José Luis Rodríguez Zapatero distendió en 2004 el vínculo, pero solo dos años más tarde Fidel dejó el poder a su hermano, Raúl Castro, y la isla inició su propio período de transformaciones. El sucesor de Rodríguez Zapatero desde 2011, Mariano Rajoy, comenzó a trabajar en una visita oficial que finalmente concreta Sánchez.

“Es el comienzo de una nueva etapa de relaciones, no solo en el aspecto político, sino comercial y económico”, comentó a AFP el socialista Diego López Garrido, exsecretario de Estado español para la UE y buen conocedor de la isla.

Las exportaciones españolas a Cuba alcanzaron 921,12 millones de euros entre septiembre de 2017 y agosto de 2018, un incremento del 5,7 % en términos interanuales, y el superávit comercial del país europeo sobre el caribeño se amplió un 14 % hasta 791,61 millones de euros.

España va camino, además, de consolidarse como el segundo mayor socio comercial de Cuba, por delante de Venezuela y detrás de China, lo que a juicio del consejero refleja la “boyante” situación del comercio bilateral. Lea también: Cuba: todo cambia y nada cambia

La tardanza ha sido calificada por el ejecutivo español de “anomalía”, máxime cuando destacados mandatarios desfilaron por allí en los últimos años, como el presidente estadounidense Barack Obama en 2016, el francés François Hollande y los papas Benedicto XVI y Francisco.

La visita de Pedro Sánchez también llega en un momento en el que Cuba busca atraer inversión extranjera directa (IED) para paliar su crisis por falta de divisas, atribuida a la ineficiencia endémica de su sistema de planificación estatal y a los efectos del embargo que le impone EE. UU. desde hace sesenta años.

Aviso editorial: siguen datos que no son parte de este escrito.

PR #926, opened 2021-12-15
Resolves #899: Provide Error Message for Invalid Measurement Types in import

### LINKED ISSUE #899: Provide Error Message for Invalid Measurement Types in import
Measurement Types can be defined at the organizational level. We want to provide a helpful error message when a measurement is submitted with a measurement_type that is not defined for the organization. Currently, the measurement upload hangs if a measurement_type that isn’t available in an organization is used. The way we handle a missing or invalid subject_type might serve as an example for handling this issue. 

Screen Shot 2021-11-07 at 1 03 29 PM

- [ ] Update the measurement upload provide the user with an error message when a measurement can’t be processed because the measurement_type is not available 
- [ ] Add specs to cover this scenario

mattwd7:
Resolves #899

### Description
This change is necessarily larger than the issue description might imply.
The importing tools were already setup to provide an error message to the user when attempting to import a non-existent measurement_type for a new Measurement record. However, the import tooling had hard-coded a set of allowable measurement_types, likely at a time before Users could create their own custom measurement_types.

This change enables error messaging to Users by providing the following:
* Removes hard-coding of measurement_types
* Decouples CsvImporter from Measurements and MortalityEvents
* Separates the upload of Measurements from MortalityEvents (which now have distinct dropdown options at the ImportFile page)
* Additional expectation was added to an existing spec example in `spec/lib/csv_importer_spec.rb` to confirm that this change resolves issue #899 

### Type of change

### How Has This Been Tested?

New and existing rspec tests, as well as upload of Measurements and MortalityEvents running a local server.

### DIFF
--- a/app/controllers/file_uploads_controller.rb
+++ b/app/controllers/file_uploads_controller.rb
@@ -9,10 +9,6 @@ class FileUploadsController < ApplicationController
   # and process the data with a MeasurementJob.
   before_action :set_processed_file, only: %i[show destroy]
 
-  FILE_UPLOAD_CATEGORIES = CsvImporter::CATEGORIES.map do |category|
-    [category, category.delete(' ')]
-  end.freeze
-
   def index
     @pagy, @processed_files = pagy(ProcessedFile.for_organization(current_organization).order(updated_at: :desc))
     @processed_files.each { |processed_file| authorize! :index, processed_file }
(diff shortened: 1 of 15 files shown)


mattwd7:
Let me know what I can do to make brakeman and rubocop happy

mattwd7:
Also, I think we can apply this same pattern to Animals, Cohorts, and Enclosures, putting all uploads in the same place!

CraigJZ:
@mattwd7 I'm so sorry for the delay in reviewing this one. With the holidays, things have been a bit hectic. I'll give it a more thorough look first thing on Monday and follow up. Thanks for taking this one on! 

I really like the idea of decoupling the CSVImporter from the individual models as well as potentially using the same pattern for the other models. This would be a nice improvement to one of the more confusing parts of the app.

One reason for some of the existing patterns is to allow users to add mortality events as part of their measurement uploads. In most cases, they currently collect all of that data in single csv files. The sample file [here](https://github.com/rubyforgood/abalone/blob/main/public/samples/animal_count_measurements_template.csv) offers an example. We'd definitely be open to simplifying this as proposed, though, as long as we can minimize the impact on users.

mattwd7:
Sounds good, @CraigJZ ! I've updated to avoid the Brakeman issue and I've ignored the blocking Metrics/ModuleLength Cop in import_job.rb, at least for now... (I took a stab at refactoring into smaller pieces to appease Rubocop, but it was not so straight-forward and feels like it's own, separate effort if it's determined to be a priority). Ready for review!

mattwd7:
bump @CraigJZ !

CraigJZ:
@mattwd7 Thanks for the nudge and I'm sorry again for the delay in finishing up the review of this. Thanks for taking care of the brakeman issue. Ignoring the blocking cop sounds good to me. I agree that a refactor feel like a separate task. After we merge this, I'll make a task for that but I don't think it is a high priority.

I've set aside some time this weekend to test this out with some sample user data and get this wrapped up. Again, I'm really sorry for the delay on this one and appreciate you taking it on.

CraigJZ (approved):

CraigJZ:
@mattwd7 Looks great! Thanks again!!

PR #935, opened 2021-12-22
Move exit_type destroy restriction from controller to model

mattwd7:
Follow-through related to #901 

### Description
This commit moves the ExitType destroy restriction from the exit_types_controller to the model.

### Type of change
Refactor

### How Has This Been Tested?

Additional spec examples added to ExitType model

### DIFF
--- a/spec/models/exit_type_spec.rb
+++ b/spec/models/exit_type_spec.rb
@@ -13,5 +13,24 @@ RSpec.describe ExitType, type: :model do
     it_behaves_like OrganizationScope
 
     it { is_expected.to validate_presence_of(:name) }
+
+    context "with an associated mortality_events" do
+      subject(:exit_type) { create(:exit_type) }
+
+      before do
+        create(:mortality_event, exit_type: exit_type)
+      end
+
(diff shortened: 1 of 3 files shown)


spec/models/exit_type_spec.rb
```diff
@@ -13,5 +13,24 @@
...
+    context "with an associated mortality_events" do
+      subject(:exit_type) { create(:exit_type) }
+
+      before do
+        create(:mortality_event, exit_type: exit_type)
+      end
+
+      it "cannot be destroyed" do
+        expect { exit_type.destroy }
+          .not_to change(MeasurementType, :count)
```
CraigJZ, line 26: Just one minor change. I think this spec should check that the ExitType count has not changed.

CraigJZ (changes requested):
@mattwd7 Thanks for this refactor! I think we just need one small change in the Exit Type specs.

mattwd7:
Oh oops! I'll update

CraigJZ (approved):
Thanks for making that update. Looks great!!

PR #1119, opened 2023-07-27
only allow admins to edit their own organization's measurements

### LINKED ISSUE #1029: Admin should only edit their own organization's measurements
Admin for an organization should only be able to edit their own organization's measurements. Currently, an admin can edit all organization's measurements. This will be partially handled by #1028 but we should also limit authorization for these actions programatically.

### Criteria for completion

- [ ] Restrict editing measurements to the organization level. Editing is already limited to admin users. Those admin should only be able to edit their own organization's measurements.
- [ ] Add specs to exercise this new behavior.

metamoni:
Resolves #1029

### Description
Admin users are currently able to edit any organization's measurements. We want to limit this to _their own organization_. This PR introduces a new `current_org_measurement?` check and redirects the user to the measurements table if the check fails.

### Type of change

### How Has This Been Tested?
Updated request specs with further examples.

### DIFF
--- a/app/controllers/measurements_controller.rb
+++ b/app/controllers/measurements_controller.rb
@@ -8,7 +8,9 @@ class MeasurementsController < ApplicationController
 
   def show; end
 
-  def edit; end
+  def edit
+    redirect_to measurements_path, alert: 'Not authorized to edit this measurement' unless current_org_measurement?
+  end
 
   def update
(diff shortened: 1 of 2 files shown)


metamoni:
The CI is failing [with a weird error](https://github.com/rubyforgood/abalone/actions/runs/5678000009/job/15387668708), not sure what's causing it

PR #727, opened 2024-06-10
Note that menuTitles should include the task topic verb

jdbaldry:


chri2547 (approved):

docs/sources/write/front-matter/index.md
```diff
@@ -288,7 +288,11 @@ cascade:
 
 <!-- vale Grafana.Headings = YES -->
 
-Use `menuTitle` to specify a different heading in the sidebar navigation than the `title` element; for example, if you want to abbreviate the topic heading in the table of contents.
+Use `menuTitle` to specify a different heading in the sidebar navigation than the `title` element.
```
clayton-cornell, line 291:
```suggestion
Use `menuTitle` to specify a different title in the sidebar navigation than in the `title` element.
```

docs/sources/write/front-matter/index.md
```diff
@@ -288,7 +288,11 @@ cascade:
...
+For example, if you want to abbreviate the topic heading in the table of contents.
+
+Don't remove the verb from [task topic](https://grafana.com/docs/writers-toolkit/structure/topic-types/task/) headings.
```
clayton-cornell, line 294: I'm not sure why this was included here. It seems pretty tangential to the `menuTitle` element.

jdbaldry: This is actually the crux of the change so I think I need to reword it. When deriving the menuTitle from the title, you must keep the verb to indicate that the page is a task before the reader clicks on it. I think the use of heading is making this more confusing?

docs/sources/write/front-matter/index.md
```diff
@@ -288,7 +288,11 @@ cascade:
 
 <!-- vale Grafana.Headings = YES -->
 
-Use `menuTitle` to specify a different heading in the sidebar navigation than the `title` element; for example, if you want to abbreviate the topic heading in the table of contents.
+Use `menuTitle` to specify a different heading in the sidebar navigation than the `title` element.
+For example, if you want to abbreviate the topic heading in the table of contents.
```
jdbaldry, line 292:
```suggestion
For example, if you want to abbreviate the topic title in the table of contents.
```

docs/sources/write/front-matter/index.md
jdbaldry, line 294:
```suggestion
Don't remove the verb from [task topic](https://grafana.com/docs/writers-toolkit/structure/topic-types/task/) titles.
```

jdbaldry: I've made the change to use 'title' everywhere. Does it make more sense now?

docs/sources/write/front-matter/index.md
```diff
@@ -288,7 +288,11 @@ cascade:
 
 <!-- vale Grafana.Headings = YES -->
 
-Use `menuTitle` to specify a different heading in the sidebar navigation than the `title` element; for example, if you want to abbreviate the topic heading in the table of contents.
+Use `menuTitle` to specify a different title in the sidebar navigation than in the `title` element.
+For example, if you want to abbreviate the topic title in the table of contents.
+
+Don't remove the verb from [task topic](https://grafana.com/docs/writers-toolkit/structure/topic-types/task/) titles.
+The verb helps the reader know that they're navigating to a task topic before they follow the link.
```
clayton-cornell, line 295:
```suggestion
Don't remove the verb from the `title`.
The verb helps the reader know that they're navigating to a  [task topic](https://grafana.com/docs/writers-toolkit/structure/topic-types/task/) before they follow the link.
```

What if we tweaked it a little more here. We want to keep the verb in the title metadata, correct? Which also then matches the H1 content.

jdbaldry: The verb should be in the `title` (and the first heading should match the `title`) AND it should also be in the `menuTitle` so that readers navigating via the table of contents menu know that they're navigating to a task topic before they follow the link.

jdbaldry, line 295:
```suggestion
Don't remove the verb from [task topic](https://grafana.com/docs/writers-toolkit/structure/topic-types/task/) titles.
The verb helps the reader know that they're navigating to a task topic before they follow the link.

It is OK to remove the verb from the `menuTitle` if it's implied by the containing section.
For example, the page 'Install Grafana Alloy in a Docker container' can be shortened to 'Docker' if it's in a section named 'Install'.
```

clayton-cornell (approved):
Looks good with clarifications as discussed :)

PR #728, opened 2024-06-10
Add contentful to dictionary.jsonnet

heitortsergent:
Related to https://github.com/grafana/website/pull/20024, I forgot to add this one. 🤓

El acercamiento con Washington, iniciado por Obama, se ha visto congelado con Donald Trump, pero Cuba quiere compensarlo acercándose más a la Unión Europea, con la que existe desde 2017 un acuerdo de diálogo político y cooperación.

El viaje de Sánchez comenzará por una reunión este jueves con el presidente cubano, Miguel Díaz-Canel, con el que podría firmar una serie de acuerdos en materia de cultura o asuntos consulares.

La polémica, sin embargo, estalló en España. El presidente del conservador Partido Popular (PP) y principal líder de la oposición en España, Pablo Casado, se preguntó: “¿Qué pinta Sánchez yendo a Cuba? ¿No hay países para visitar?”. Agregó que el presidente de gobierno es “muy cobarde” con figuras que consideró “dictadores”, como el venezolano Nicolás Maduro, el nicaragüense Daniel Ortega y el cubano Miguel Díaz-Canel.

Hasta ahora no se ha informado de que Sánchez vaya a reunirse con opositores cubanos y tampoco si la prensa independiente podrá cubrir todos los actos.

Quienes respaldan la visita de Sánchez dicen que con la llegada de Díaz-Canel a la presidencia en abril pasado se busca normalizar las relaciones con un país que, por primera vez desde la Revolución de 1959, no está regido por uno de los hermanos Castro.

Según el periódico El Mundo, muy crítico del gobierno español, la visita de Sánchez sólo servirá para darle oxígeno al “régimen cubano”. Cuba está lista para aprobar en febrero una nueva Constitución que reconoce el importante rol de la inversión extranjera.

Por eso necesita inversiones, más aún después de la crisis que atraviesa su gran patrocinador, Venezuela, y de la suspensión del programa de envío de miles de médicos a Brasil, que era otra de sus principales fuentes de ingresos. El presidente electo, Jair Bolsonaro, decidió suspender el acuerdo de cooperación.

La visita tendrá asimismo un apartado cultural, en vísperas de que La Habana celebre en 2019 los 500 años de su fundación por la Corona española, que dominó la isla hasta el año 1898.